Tuesday, July 25, 2006

The lonesome grave of Fred Evans



Waikaraka Cemetery in Onehunga is not one of Auckland's more famous burial grounds. It is as large as the Grafton graveyard in the inner city, and almost as old as the vast necropolis at Waikumete in the west, but it has never had the mystique that either of those places enjoys. Wedged between a scruffy industrial district and the smooth but dirty waters of the upper Manukau Harbour, Waikaraka has never attracted the gangs of grave-scratching genealogists, stoned street kids, and neurotic teenage goths which infest Grafton and Waikumete. To rest at Waikaraka is to rest in peace, with only the occasional aged relative or lame seagull for company.

Waikaraka seems at once an ironic and an appropriate place for Fred Evans to rest. Ironic, because Evans died surrounded by a crowd, was mourned by huge crowds, and was laid to rest surrounded by a crowd. Appropriate, because Evans symbolises a period in New Zealand history which has been made mysterious by both the passage of time and the changing of political fashion.

Fred Evans was shot dead in 1912 during a protracted and bitter strike in the gold mining town of Waihi south of Auckland. The thirty-three year old miner's killers were the drunken and undisciplined 'special' policemen who would reappear the following year to play a brutal and perhaps decisive role in the smashing of the revolutionary general strike called by the 'Red' Federation of Labour. The defeat of the Red Feds and the outbreak of World War One in 1914 marked the end of the radical period in New Zealand labour history, and set the stage for the emergence of a gradualist Labour Party and a trade union movement devoted to partnership with employers rather than the overthrow of the wage system. A small and frustrated minority has looked back to the model of 1912 and 1913.

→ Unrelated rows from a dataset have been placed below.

PR #5251, opened 2026-04-10
feat: sort favorite contact first in list

### LINKED ISSUE #105: Sort favorite contacts first in list
Just like we do in Files: https://github.com/nextcloud/server/issues/1802

This will make Favorites more integrated and more than just a filter. Whether you are in all contacts, or a specific group, favorites will always be sorted at the top (itself sorted alphabetically).

cc @nextcloud/contacts @daniellandau

GretaD:
Fixes #105 

- [x] Requires https://github.com/nextcloud/cdav-library/pull/1029 merged, and released
- [x] Requires cdav lib update

Screenshot from 2026-04-22 11-25-30

## How to test

You need to link cdav-library with contacts while in this pr: https://github.com/nextcloud/cdav-library/pull/1029

### DIFF
--- a/src/components/ContactsList/ContactsListItem.vue
+++ b/src/components/ContactsList/ContactsListItem.vue
@@ -36,6 +36,19 @@
 						v-if="(source.isMultiSelected || hoveringAvatar) && !isStatic"
 						:size="28"
 						:class="{ 'contacts-list__item-avatar-selected': source.isMultiSelected, 'contacts-list__item-avatar-hovered': !source.isMultiSelected }" />
+					<div
+						class="favorite-star"
+						:class="{ favorite: isFavorite }"
+						@click.stop="toggleFavorite">
+						<StarIcon
+							v-if="isFavorite"
+							:size="16"
+							class="favorite-icon" />
+						<StarOutlineIcon
+							v-else
+							:size="16"
+							class="favorite-icon" />
+					</div>
 				</div>
 			</template>
 			<template #subname>
@@ -50,16 +63,36 @@
 					</span>
 				</div>
 			</template>
+			<template #actions>
+				<NcActionButton
+					v-if="!isStatic"
+					@click="toggleFavorite">
+					<template #icon>
+						<StarIcon
+							v-if="isFavorite"
+							:size="20"
+							class="favorite-icon" />
+						<StarOutlineIcon
+							v-else
+							:size="20" />
+					</template>
+					{{ isFavorite ? t('contacts', 'Remove from favorites') : t('contacts', 'Add to favorites') }}
+				</NcActionButton>
+			</template>
 		</ListItem>
 	</div>
 </template>
 
 <script>
+import { showError } from '@nextcloud/dialogs'
 import {
 	NcListItem as ListItem,
+	NcActionButton,
 	NcAvatar,
 } from '@nextcloud/vue'
 import CheckIcon from 'vue-material-design-icons/Check.vue'
+import StarIcon from 'vue-material-design-icons/Star.vue'
+import StarOutlineIcon from 'vue-material-design-icons/StarOutline.vue'
 import RouterMixin from '../../mixins/RouterMixin.js'
 
 export default {
@@ -69,6 +102,9 @@ export default {
 		ListItem,
 		NcAvatar,
 		CheckIcon,
+		NcActionButton,
+		StarIcon,
+		StarOutlineIcon,
 	},
 
 	mixins: [
@@ -117,6 +153,10 @@ export default {
 	},
 
 	computed: {
+		isFavorite() {
+			return this.source.favorite
+		},
+
 		// contact is not draggable when it has not been saved on server as it can't be added to groups/circles before
 		isDraggable() {
 			return !!this.source.dav && this.source.addressbook.id !== 'z-server-generated--system' && !this.isStatic
@@ -151,6 +191,26 @@ export default {
 	},
 
 	methods: {
+		async toggleFavorite() {
+			const contact = this.$store.getters.getContact(this.source.key)
+			if (!contact) {
+				this.logger.error('Could not find contact in store', this.source.key)
+				showError(t('contacts', 'Could not update favorite status'))
+				return
+			}
+			if (!contact.dav) {
+				this.logger.error('Missing DAV object for contact', { contactKey: contact.key })
+				showError(t('contacts', 'Could not update favorite status'))
+				return
+			}
+			try {
+				await this.$store.dispatch('toggleFavorite', contact)
+			} catch (error) {
+				logger.error('Could not toggle favorite state', error)
+				showError(t('contacts', 'Could not update favorite status'))
+			}
+		},
+
 		startDrag(evt, item) {
 			evt.dataTransfer.dropEffect = 'move'
 			evt.dataTransfer.effectAllowed = 'move'
@@ -286,6 +346,7 @@ export default {
 
 .contacts-list__item-icon {
 	cursor: pointer !important;
+	position: relative;
 }
 
 .contacts-list__item-avatar {
@@ -308,5 +369,26 @@ export default {
 		color: var(--color-primary-hover);
 		background-color: var(--color-primary-light-hover);
 	}
+}
+
+.favorite-star {
+	position: absolute;
+	top: calc(var(--default-grid-baseline) * -1);
+	inset-inline-end: calc(var(--default-grid-baseline) * -1);
+	opacity: 0;
+	cursor: pointer;
+}
+
+.contacts-list__item-icon:hover .favorite-star {
+	opacity: 1;
+}
+
+.favorite-star.favorite {
+	opacity: 1;
+	color: var(--color-favorite)
+}
+
+.favorite-icon {
+	color: var(--color-favorite);
 }
 </style>
--- a/src/store/contacts.js
+++ b/src/store/contacts.js
@@ -48,9 +48,38 @@ const state = {
 	contacts: {},
 	sortedContacts: [],
 	orderKey: 'displayName',
+	// Stores contact keys that the current user has marked as favorites.
+	// TODO [backend_value]: replace initial value with data fetched from
+	// GET /apps/contacts/api/v1/favorites
+	favorites: new Set(),
 }
 
 const mutations = {
+
+	/**
+	 * Set or unset a contact as a favorite.
+	 * Called by the toggleFavorite action.
+	 *
+	 * @param {object} state the store data
+	 * @param {object} contact object
+	 * @param {string} contact key
+	 * @param {boolean} boolean state true = favorite, false = not favorite
+	 */
+	setFavorite(state, { key, value }) {
+		if (value) {
+			state.favorites.add(key)
+		} else {
+			state.favorites.delete(key)
+		}
+		state.sortedContacts.sort((a, b) => {
+			const af = state.favorites.has(a.key)
+			const bf = state.favorites.has(b.key)
+			if (af !== bf) {
+				return af ? -1 : 1
+			}
+			return sortData(a, b)
+		})
+	},
 
 	/**
 	 * Store raw contacts into state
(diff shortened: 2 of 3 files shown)


GretaD:
need to fix the storing: 
Screenshot from 2026-04-22 11-25-01

src/store/contacts.js
```diff
@@ -93,33 +122,35 @@ const mutations = {
...
 
 			// Not using sort, splice has far better performances
 			// https://jsperf.com/sort-vs-splice-in-array
 			for (let i = 0, len = state.sortedContacts.length; i < len; i++) {
-				if (sortData(state.sortedContacts[i], sortedContact) >= 0) {
+				if (
+					(state.sortedContacts[i].favorite !== sortedContact.favorite
+						? state.sortedContacts[i].favorite < sortedContact.favorite
+						: sortData(state.sortedContacts[i], sortedContact) >= 0)
+				) {
```
ChristophWurst: nit: really hard to follow this condition. can it be broken up?

src/store/contacts.js
```diff
@@ -70,6 +69,36 @@ const mutations = {
 		}, state.contacts)
 	},
 
+	/**
+	 * Store favorite state into store
+	 *
+	 * @param {object} state Default state
+	 * @param {Contact} contact Contact
+	 * @param {boolean} newStatus
```
ChristophWurst: does not exist

src/components/ContactsList/ContactsListItem.vue
```diff
@@ -36,6 +36,15 @@
 						v-if="(source.isMultiSelected || hoveringAvatar) && !isStatic"
 						:size="28"
 						:class="{ 'contacts-list__item-avatar-selected': source.isMultiSelected, 'contacts-list__item-avatar-hovered': !source.isMultiSelected }" />
+					<div
+						class="favorite-star"
+						:class="{ favorite: isFavorite }"
+						@click="toggleFavorite">
```
ChristophWurst: check if this click could bubble up to onSelectMultiple of the parent. in that case it needs a click.stop

src/store/contacts.js
```diff
@@ -134,20 +165,29 @@ const mutations = {
...
+
+				state.sortedContacts.sort((a, b) => {
+					if (a.favorite !== b.favorite) {
+						return b.favorite - a.favorite
+					}
+					return sortData(a, b)
+				})
 			}
-		} else {
-			console.error('Error while replacing the following contact', contact)
```
ChristophWurst, line 150: keep?

ChristophWurst:
Cleaned-up the PR description so it's clear that we can not merge this before the cdav merge, release and update here

src/components/ContactsList/ContactsListItem.vue
```diff
@@ -50,16 +59,35 @@
...
 			</template>
+			<template #actions>
+				<NcActionButton
+					v-if="!isStatic"
+					@click="toggleFavorite">
+					<template #icon>
+						<StarIcon
+							v-if="isFavorite"
+							:size="20"
+							fill-color="#FFCC00" />
```
GVodyanov: There is a specific CSS variable for favourite icons:

> `--color-favorite` #a37200 Color to mark favorites, can be used to color e.g. a star icon for favorites

https://docs.nextcloud.com/server/latest/developer_manual/html_css_design/css.html

I feel like this would be the right place to use it if possible

src/components/ContactsList/ContactsListItem.vue
```diff
@@ -309,4 +362,20 @@ export default {
 		background-color: var(--color-primary-light-hover);
 	}
 }
+
+.favorite-star {
+	position: absolute;
+	top: -4px;
```
GVodyanov:
```suggestion
	top: calc(var(--default-grid-baseline) * -1);
```

src/components/ContactsList/ContactsListItem.vue
```diff
@@ -309,4 +362,20 @@ export default {
...
+	inset-inline-end: -4px;
```
GVodyanov:
```suggestion
	inset-inline-end:  calc(var(--default-grid-baseline) * -1);
```

src/components/ContactsList/ContactsListItem.vue
```diff
@@ -36,6 +36,15 @@
...
 						:size="28"
 						:class="{ 'contacts-list__item-avatar-selected': source.isMultiSelected, 'contacts-list__item-avatar-hovered': !source.isMultiSelected }" />
+					<div
+						class="favorite-star"
+						:class="{ favorite: isFavorite }"
+						@click.stop="toggleFavorite">
+						<StarIcon
+							v-if="isFavorite"
+							:size="16"
+							fill-color="#FFCC00" />
```
GVodyanov: Same as https://github.com/nextcloud/contacts/pull/5251/changes#r3195530871

GVodyanov (approved):
Tested it and works great!

Just a few styling comments, will approve to not block.

I also noted that there is the age old issue representing itself (at least to me in firefox)

Image

Right after favouriting u get the star stuck on the side of the component until you hover over it, but that's almost more of a vue or browser bug probably, I had this on other PRs too and wasn't able to fix it.

DerDreschner (changes requested):
For me, the sorting is... strange?

https://github.com/user-attachments/assets/8ff82f9f-2f43-4724-8687-942858788059

And when I open a contact, the favorite status is being lost as it's only included in the `PROPFIND` for the address book by the cdav-library right now, not the contact itself. Could you have a look?

If necessary, I can modify the cdav-library to retrieve the favorite property as well. But as there is no star indicator on the contact itself, only the contacts list, I see no reason for retrieving it there as well.

DerDreschner (approved):
Retested and the sorting is now correct! :smile: Only two things that can be fixed in follow-ups:

- When selecting a contact marked as favorite, the contact list jumps unexpectedly so the selected contact is on the top for some reason:

https://github.com/user-attachments/assets/ade73380-13c0-4b6f-a5ec-2e0ec917366e

- Hiding the star for address books that don't have the `{DAV:}write-properties` right (see https://github.com/nextcloud/server/pull/60183#issuecomment-4388565340)

src/components/ContactsList/ContactsListItem.vue
```diff
@@ -151,6 +186,23 @@ export default {
...
+				return
+			}
+			if (!contact.dav) {
+				console.error('Missing DAV object for contact', contact.key)
+				return
+			}
+			try {
+				await this.$store.dispatch('toggleFavorite', contact)
+			} catch (error) {
+				console.error('Could not toggle favorite state', error)
```
hamza221: Should have user feedback too, `showError`

src/components/ContactsList/ContactsListItem.vue
```diff
@@ -151,6 +186,23 @@ export default {
...
 
 	methods: {
+		async toggleFavorite() {
+			const contact = this.$store.getters.getContact(this.source.key)
+			if (!contact) {
+				console.error('Could not find contact in store', this.source.key)
+				return
+			}
+			if (!contact.dav) {
+				console.error('Missing DAV object for contact', contact.key)
```
hamza221: use logger instead of console

src/store/contacts.js
```diff
@@ -274,6 +373,34 @@ const getters = {
...
+	/**
+	 * Toggle the favorite state of a contact.
+	 * Updates the store
+	 *
+	 * @param {object} context the store mutations
+	 * @param {string} contact the contact key to toggle
+	 */
+	async toggleFavorite(context, contact) {
+		if (!contact.dav) {
+			console.error('Missing DAV object for contact', contact.key)
```
hamza221: Maybe throw exceptions instead, so the user is aware

src/store/contacts.js
```diff
@@ -274,6 +373,34 @@ const getters = {
...
+			return
+		}
+
+		const oldValue = contact.dav.favorite || false
+		const newValue = !oldValue
+
+		try {
+			contact.dav.favorite = newValue
+			context.commit('updateContactFavorite', contact)
+			await contact.dav.updateProperties()
```
hamza221: These 2 have to be flipped, so the star is not added when the change is not saved

hamza221 (changes requested):

hamza221 (changes requested):
Image
IMO the button shouldn't show for readonly contacts

ChristophWurst:
Read-only is fine. We want the feature to be usable for the SAB and for read-only shared ABs. It should only not be usable for the recently contacted, because that data is volatile.

src/store/contacts.js
```diff
@@ -70,6 +69,50 @@ const mutations = {
...
+					return 0
+				}
+				if (!a.value) {
+					return 1
+				}
+				if (!b.value) {
+					return -1
+				}
+				return a.value.localeCompare(b.value)
+			})
```
ChristophWurst: this …

src/store/contacts.js
```diff
@@ -134,17 +186,44 @@ const mutations = {
...
+						return 0
+					}
+					if (!a.value) {
+						return 1
+					}
+					if (!b.value) {
+						return -1
+					}
+					return a.value.localeCompare(b.value)
+				})
```
ChristophWurst: … and this …

src/store/contacts.js
```diff
@@ -215,10 +294,30 @@ const mutations = {
...
+					return 0
+				}
+				if (!a.value) {
+					return 1
+				}
+				if (!b.value) {
+					return -1
+				}
+				return a.value.localeCompare(b.value)
+			})
```
ChristophWurst: … are duplicates of this, no? extract it to a shared function so it doesn't go out of sync

hamza221:
> Read-only is fine. We want the feature to be usable for the SAB and for read-only shared ABs. It should only not be usable for the recently contacted, because that data is volatile.

So it's supposed to work for SAB cards ? 
I'll test again cause it didn't work when testing

src/components/ContactsList/ContactsListItem.vue
```diff
@@ -151,6 +186,24 @@ export default {
 	},
 
 	methods: {
+		async toggleFavorite() {
+			const contact = this.$store.getters.getContact(this.source.key)
+			if (!contact) {
+				console.error('Could not find contact in store', this.source.key)
```
hamza221: all `console.error` should be `logger.error` instead

hamza221:
> > Read-only is fine. We want the feature to be usable for the SAB and for read-only shared ABs. It should only not be usable for the recently contacted, because that data is volatile.
> 
> So it's supposed to work for SAB cards ? I'll test again cause it didn't work when testing

Works fine btw 👏🏼

DerDreschner:
> Works fine btw 👏🏼

Thanks for the feedback! Makes my blood pressure going down a lot :smile:

hamza221:
requires #5310

src/store/contacts.js
```diff
@@ -274,6 +345,33 @@ const getters = {
...
+	 * Toggle the favorite state of a contact.
+	 * Updates the store
+	 *
+	 * @param {object} context the store mutations
+	 * @param {string} contact the contact key to toggle
+	 */
+	async toggleFavorite(context, contact) {
+		if (!contact.dav) {
+			throw new Error(`Missing DAV object for contact ${contact.key}`)
+		}
```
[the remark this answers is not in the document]
hamza221: valid

src/components/ContactsList/ContactsListItem.vue
```diff
@@ -50,16 +59,35 @@
...
 <script>
 import {
 	NcListItem as ListItem,
+	NcActionButton,
 	NcAvatar,
 } from '@nextcloud/vue'
 import CheckIcon from 'vue-material-design-icons/Check.vue'
+import StarIcon from 'vue-material-design-icons/Star.vue'
+import StarOutlineIcon from 'vue-material-design-icons/StarOutline.vue'
 import RouterMixin from '../../mixins/RouterMixin.js'
```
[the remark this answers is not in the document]
hamza221: also valid

src/components/ContactsList/ContactsListItem.vue
```diff
@@ -36,6 +36,15 @@
...
 						:class="{ 'contacts-list__item-avatar-selected': source.isMultiSelected, 'contacts-list__item-avatar-hovered': !source.isMultiSelected }" />
+					<div
+						class="favorite-star"
+						:class="{ favorite: isFavorite }"
+						@click.stop="toggleFavorite">
+						<StarIcon
+							v-if="isFavorite"
+							:size="16"
+							class="favorite-icon" />
+					</div>
```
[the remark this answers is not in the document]
hamza221: fyi @GVodyanov

ChristophWurst:
> requires #5310

Showtime

hamza221 (approved):

jancborchardt (commented):
Very nice, thank you! :)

Fred Evans has not been completely forgotten - commemorations are still held on the anniversary of his death by small groups of Kiwi trade unionists and leftists - but he is undoubtedly an obscure figure in New Zealand history, a footnote to an era that has itself become a footnote. In 1912, though, Evans was a martyr mourned by tens of thousands of workers in Waihi and Auckland. Though he died peniless, he was buried under a handsome headstone paid for by hundreds of donations.

The inscriptions on the middle and lower parts of the headstone read 'He died for his class' and 'Greater love hath no man, than he who layeth down his life for his friends'. Another part of the stone shows two hands shaking inside the slogan 'Workers of the World Unite'. One is reminded both of Christianity's faith in sacrifice and of syndicalism's faith in the 'one big union'. (Nonconformist Christians played an important part in the formation of early socialist groups in New Zealand, and by 1912 the syndicalist Industrial Workers of the World had become a force inside the Red Federation of Labour.)

The NZ History site has a tasteful and interesting page on Fred Evans, but can't avoid giving the impression that the cause the man died for is historical, if not simply ridiculous. Many Kiwi historians would agree with such an assessment: Keith Sinclair's trailblazing national history gave the Red Feds a cameo role before the birth of the 'mature' labour movement, and Sinclair's successor Michael King was also keen to downplay the organisation Evans died for as out of step with the moderation and good common sense that mark New Zealand society and therefore doomed to failure.

Others have disagreed: in his fine history of the coal mining unionism in this country the Marxist scholar Len Richardson characterised 1912 and 1913 as a time of 'revolutionary turmoil', and more recently the academic heavyweight James Belich has unearthed hospital admission records which suggest that serious street fighting was taking place in New Zealand's large cities in 1913.

Which view of Fred Evans and the Red Feds will win out? Will the grave beside the quiet waters of the Manukau remain a curiousity, or will it one day be seen as an important piece of history? The answers to these questions depend on the fortunes of the labour movement of today. Watch this space, and others like it.